A webhook endpoint is a public URL that accepts POSTs and then moves money. Treat it like one. Anyone who finds the URL can forge an event, and a handler that acts on unverified input is an open door to fabricated payments and bogus state changes.

Every serious sender signs its webhooks. Stripe includes a Stripe-Signature header, an HMAC of the raw request body computed with a secret only you and Stripe hold. You recompute the signature over the exact bytes you received and reject anything that does not match. Two details matter in practice. Verify against the raw body, before any JSON parsing or middleware reserializes it, because a single reordered key changes the hash. And honor the timestamp inside the signature with a tolerance window, so an attacker cannot capture one valid request and replay it forever; an event older than a few minutes is rejected regardless of a valid hash.
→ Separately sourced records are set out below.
Issue #2406, opened 2024-10-23
where is dataframe dataset


wangjiawen2013:
Hi,
The dataframe dataset has already been merged into burn and is demonstrated in burns book:
![image](https://github.com/user-attachments/assets/99e4c664-cbf1-49c5-88cc-c08f1f09b67b)

But I cannot find it in burn's docs and examples, where is it ?

HessTaha:
Hello, 

The code is separated in differents crates.
You Can find the dataset crate under the crates folder:  https://github.com/tracel-ai/burn/tree/main/crates%2Fburn-dataset

laggui:
Right now there are no examples which make use of the `DataframeDataset` (which is under the `dataframe` feature flag for the dataset module).

I agree that it would be nice to have at least a snippet for its usage. I'll convert this issue to track this addition.

antimora:
Yeah it'd be great if we have example. Meanwhile you can see some basic tests:

https://github.com/tracel-ai/burn/blob/main/crates/burn-dataset/src/dataset/dataframe.rs

josemanuel657:
I assume this issue should be closed?

laggui:
Thanks for bringing this up. It has been addressed.

PR #4298, opened 2026-01-09
docs: add DataframeDataset example using Polars

SameerVers3:
### Checklist

### Related Issues/PRs

Contributes to #2406

### Changes

The `DataframeDataset` API was missing documentation and examples. Added a new example to the `custom-csv-dataset` demonstrating how to use `DataframeDataset` with Polars as the backend, using the same diabetes dataset for consistency.

### Testing

- Example runs successfully with `cargo run --example dataframe-dataset --features dataframe`
- No breaking changes introduced in other crates.


examples/custom-csv-dataset/src/dataframe_dataset.rs
```diff
@@ -0,0 +1,134 @@
+use burn_dataset::{DataframeDataset, Dataset};
+use polars::prelude::*;
+use serde::Deserialize;
+use std::{fs::File, io::copy, path::Path, sync::Arc};
+
+/// Diabetes patient record for DataframeDataset.
+/// Note: Field types must match Polars column types exactly.
+/// Polars reads integers as i64 and floats as f64 by default.
+#[derive(Deserialize, Debug, Clone)]
+pub struct DiabetesPatient {
```
laggui: Couldn't we set the scheme types instead of duplicating the struct to change the default types?

examples/custom-csv-dataset/src/dataframe_dataset.rs
```diff
@@ -0,0 +1,134 @@
...
+            .finish()?
+            .collect()?;
+
+        let dataset = DataframeDataset::new(df)?;
+
+        Ok(Self { dataset })
+    }
+    /// Download the CSV file from its original source on the web.
+    /// Panics if the download cannot be completed or the content of the file cannot be written to disk.
+    fn download() -> String {
```
laggui: We should extract the method from the other dataset struct as a function and re-use it

SameerVers3: Yes you're right, in the following commit I extracted the method into utils and reused it in both dataset implementations.

examples/custom-csv-dataset/src/dataframe_dataset.rs
SameerVers3: Done in the following commit. Now using Polars schema with type casting to match the shared struct instead of duplicating.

Signature verification is correctness as much as security. An idempotency scheme that faithfully dedupes forged events is just a reliable way to be attacked.

How to choose

The decisions stack in a sensible order, strongest property first.

ConcernDefault moveWhy
The side effectMake it naturally idempotent (set state, not deltas)Removes the problem instead of guarding it
Dedup under concurrencyUnique constraint + INSERT ON CONFLICTThe database is the only correct referee for concurrent writers
Claim plus workOne transactionPrevents both the lost-event and double-work crashes
External side effectsOutbox, or idempotency keys downstreamIdempotency must cross every hop, not just the edge
Latency vs the sender timeoutAck fast, process async on your own queueStops slowness from manufacturing duplicates
Out-of-order eventsReconcile against the source of truthArrival order is not event order
AuthenticityVerify the signature over the raw body, with a replay windowA public endpoint that moves money is a target

None of these is exotic. What separates a handler that survives production from one that looks fine in review is whether the unglamorous rows are present: the unique index, the single transaction, the fast ack. They are the parts no demo exercises and every retry storm does.

The honest landing

You do not get to make webhooks arrive once. The network will deliver them at least once for as long as networks are unreliable, which is forever. The only thing you control is where the fact of "I already handled this" lives, and whether checking it is atomic.
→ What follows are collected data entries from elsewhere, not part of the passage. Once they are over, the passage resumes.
PR #4309, opened 2026-01-12
ensure that tensor is owned on iter_dim call

tzemanovic:
### Checklist

### Changes

Changes introduced in https://github.com/tracel-ai/burn/pull/4178 affected `iter_dim` in a way that may blow up memory usage on ndarray, e.g.:

- `iter_dim` get called with a borrowed tensor
- each iteration calls `tensor.clone().slice(...)` (via `impl Iterator for DimIter`)
- call to slice invokes `NdArrayStorage::into_shared`/`into_owned` (via macro in burn-ndarray/src/tensor.rs)
- for a borrowed tensor this ends up calling `view.to_owned()` which clones the whole tensor

I've added a call to `DimIter` constructor to `ensure_owned` on the tensor, so that `NdArrayStorage::into_owned` on each iter is a no-op.

The call goes via a few layers on indirection due to tensor primitive typing and there may be a better way to achieve this that I missed.

### Testing

Tested externally by running a test with `iter_dim` before and after and using heaptrack to profile memory usage.

### DIFF
--- a/crates/burn-ndarray/src/ops/base.rs
+++ b/crates/burn-ndarray/src/ops/base.rs
@@ -58,9 +58,9 @@ impl<E> NdArrayOps<E>
 where
     E: Copy + Debug + Element + crate::AddAssignElement,
 {
-    pub fn slice(tensor: SharedArray<E>, slices: &[Slice]) -> SharedArray<E> {
+    pub fn slice(tensor: ArrayView<E, IxDyn>, slices: &[Slice]) -> SharedArray<E> {
         let slices = Self::to_slice_args_with_steps(slices, tensor.shape().num_dims());
-        tensor.slice_move(slices.as_slice()).into_shared()
+        tensor.slice_move(slices.as_slice()).to_shared()
     }
 
     pub fn slice_assign(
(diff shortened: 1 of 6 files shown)


tzemanovic:
> That's a good catch!
> 
> However, adding `ensure_owned` to the `BasicOps` trait leaks a backend-specific optimization detail into the common API.
> 
> I think we should fix the ndarray slice implementation directly.
> 
> Instead of forcing the whole input `to_owned()` (as per this PR, via `ensure_owned`), we can slice the view and then call `to_owned()` on the result.
> 
> This way, each iteration in `DimIter` only copies the slice, not the entire tensor.
> 
> What do you think?

Thanks! Yeah, I have same feeling about leaking the backend-specifics to the high-level api, so I would prefer to fix this directly in ndarray too. Will try impl your suggestion

tzemanovic:
> > That's a good catch!
> > However, adding `ensure_owned` to the `BasicOps` trait leaks a backend-specific optimization detail into the common API.
> > I think we should fix the ndarray slice implementation directly.
> > Instead of forcing the whole input `to_owned()` (as per this PR, via `ensure_owned`), we can slice the view and then call `to_owned()` on the result.
> > This way, each iteration in `DimIter` only copies the slice, not the entire tensor.
> > What do you think?
> 
> Thanks! Yeah, I have same feeling about leaking the backend-specifics to the high-level api, so I would prefer to fix this directly in ndarray too. Will try impl your suggestion

I've done the suggested change. It is much cleaner, thanks again!

PR #4310, opened 2026-01-12
fix: Packed quantized matmul

wingertge:
### Checklist

### Related Issues/PRs

https://github.com/tracel-ai/cubecl/pull/1134
https://github.com/tracel-ai/cubek/pull/58

### Changes

Updates to packed quantized tensor fixes in `cubecl` and `cubek`

### Testing

All failing quantized matmul tests now pass

### DIFF
--- a/crates/burn-std/src/tensor/dtype.rs
+++ b/crates/burn-std/src/tensor/dtype.rs
@@ -1,6 +1,5 @@
 //! Tensor data type.
 
-use cubecl::e2m1x2;
 use serde::{Deserialize, Serialize};
 
 use crate::tensor::quantization::{QuantScheme, QuantStore, QuantValue};
@@ -96,7 +95,7 @@ impl DType {
                 },
                 QuantStore::PackedU32(_) => core::mem::size_of::<u32>(),
                 QuantStore::PackedNative(_) => match scheme.value {
-                    QuantValue::E2M1 => core::mem::size_of::<e2m1x2>(),
+                    QuantValue::E2M1 => core::mem::size_of::<u8>(),
                     _ => 0,
                 },
             },


crates/burn-cubecl/src/kernel/matmul/base.rs
```diff
@@ -84,17 +85,30 @@ pub(crate) fn launch_matmul<R: CubeRuntime>(
...
+        Some((data, scale)) => {
+            // Extremely hacky fix to ensure naive can run in every case
+            if matches!(strategy, Strategy::Naive)
+                && matches!(rhs.scheme().level, QuantLevel::Block(_))
+            {
+                rhs = dequantize(rhs.clone(), lhs.dtype);
+                (
+                    lhs.dtype,
+                    MatmulInputHandleRef::new(rhs.as_handle_ref(), rhs.dtype.into()),
+                )
```
nathanielsimard, line 123: We don't support quantized rhs for naive? I would add that info here just to make sure it's clear.

crates/burn-std/src/tensor/dtype.rs
```diff
@@ -93,7 +94,11 @@ impl DType {
                         0
                     }
                 },
-                QuantStore::U32 => core::mem::size_of::<u32>(),
+                QuantStore::PackedU32(_) => core::mem::size_of::<u32>(),
+                QuantStore::PackedNative(_) => match scheme.value {
+                    QuantValue::E2M1 => core::mem::size_of::<e2m1x2>(),
+                    _ => 0,
```
nathanielsimard, line 99: Is zero the right default here?

crates/burn-cubecl/src/kernel/matmul/base.rs
wingertge: We do for some cases. Maybe naive should actually use a separate launch and dequantize only if the launch fails, let me try to implement that version.

wingertge: Basically because naive enforces row-major lhs and col-major rhs it can't support row-major block scaled rhs because then the scales end up perpendicular to the contiguous dim.

crates/burn-std/src/tensor/dtype.rs
wingertge: No but we can't panic in this code and `0` is what the existing failure case uses. It should be `unreachable!()`

laggui:
@wingertge my bad, thought the Burn PR was only missing the rev updates. Thanks for updating :pray: 

last PR to merge before we start the release process

wingertge:
> @wingertge my bad, thought the Burn PR was only missing the rev updates. Thanks for updating 🙏
> 
> last PR to merge before we start the release process

There's another fairly critical fix here https://github.com/tracel-ai/cubecl/pull/1140 that should be merged and the revision bumped before a release. It currently causes all 2D broadcast tensors to return wildly incorrect results when read.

Put that fact in the database, behind a unique constraint. Claim the event and do the work in one transaction. Acknowledge fast, and process where the sender cannot time you out. Reconcile against the source of truth when order matters, and verify the signature before you trust a byte. Do that, and the duplicate that arrives at 2 a.m. hits a wall instead of a customer's card. Skip it, and the simplest-looking handler you ever wrote becomes the one you get paged for.